Now that the Taliban are back in the saddle in Kabul, and the country is in dire straits, it faces a dilemma. It is desperate to gain international recognition in order to attract foreign assistance in every conceivable field to avoid economic and political instability, else it could meet with serious internal challenges, including from Taliban factions. But in order to be a normal country, it must cut off links with terror groups, many of whom may now be family or close associates, regardless of nationality.
This is a possible explanation why Zawahiri came to be sheltered by the Haqqani outfit. After Bin Laden’s death, Al-Qaeda was rendered a spent force except in parts of West Asia and the Sahel in Africa. Zawahiri was without charisma. He had no followers. He was living out his last days as a retired terrorist and was shorn of value, living practically on charity. Vanda Fellab-Brown, in a recent well-argued Brookings paper, sheds light on many aspects of the Taliban relationship -- especially that of the Haqqanis -- with foreign fighters and groups. She asks some questions: Would Zawahiri be able to do anything without the Haqqanis finding out; and whether Zawahiri, finding harbour with the Taliban, would do anything (like engineering a terrorist strike) that would jeopardise his hosts?
So, who was in a position to betray Zawahiri? Two sets of people, really. The first are those seeking to curry favour with the Americans -- such as Pakistan, which is in a poor way and can do with all-round US help in getting financial aid and escaping the FATF (UN’s terrorism roster); and of course the Haqqanis themselves, partly to cement their own position within Afghanistan and possibly to get rid of the Al-Qaeda connection in a clever, secret manoeuvre. The other set are those who calculate they might benefit if the Haqqanis are exposed as helping Al-Qaeda.

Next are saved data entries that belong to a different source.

PR #757, opened 2016-03-17
Resteasy 1325

hrqiang:
RETEASY-1325: Netty server should close idle connections.
Even NettyJaxrsServer has SO_KEEPALIVE socket option, I would like to add idle timeout option to cleanup idle TCP clients.
By defaul, this feature doesn't turn on, so it's identical to previous versions.
If call to setIdleTimeout with number of seconds, Http client connection will be closed after specific idle time.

In this group can be other Taliban factions or even non-Taliban Afghans.
While castigating the Haqqanis for the Al-Qaeda link, we should bear in mind that the Islamic State of Khorasan (ISIS-K) has gained in Afghanistan and is challenging the Taliban, mounting terrorist attacks across the country. They are not a Taliban creation. Conjecture places their provenance with Pakistan’s secret agencies and sometimes even with the dark side of American operations.
Compared to ISIS-K, Al-Qaeda in Afghanistan is small beer.
The question is why should any of this worry us. The answer isn’t complex. If Taliban returns to being its pre-2001 self with withdrawal of Western -- and Indian -- help, India can be seriously impacted on terrorism. Two, Afghanistan -- along with Iran -- plays an important part in delineating our strategic interests in Central Asia. If we walk away now, we would have ceded all leverage to China and Pakistan in Afghanistan. That would help complete India’s encirclement to the north and the west.
Afghanistan is a society and polity in transition. The Hamid Karzai years, for all their negatives, did produce the outlines of a new Afghanistan. The system in power today is undergoing a churn. The Zawahiri incident could well trigger certain unexpected happenings. We need to stand by the Afghan people in this extraordinary moment.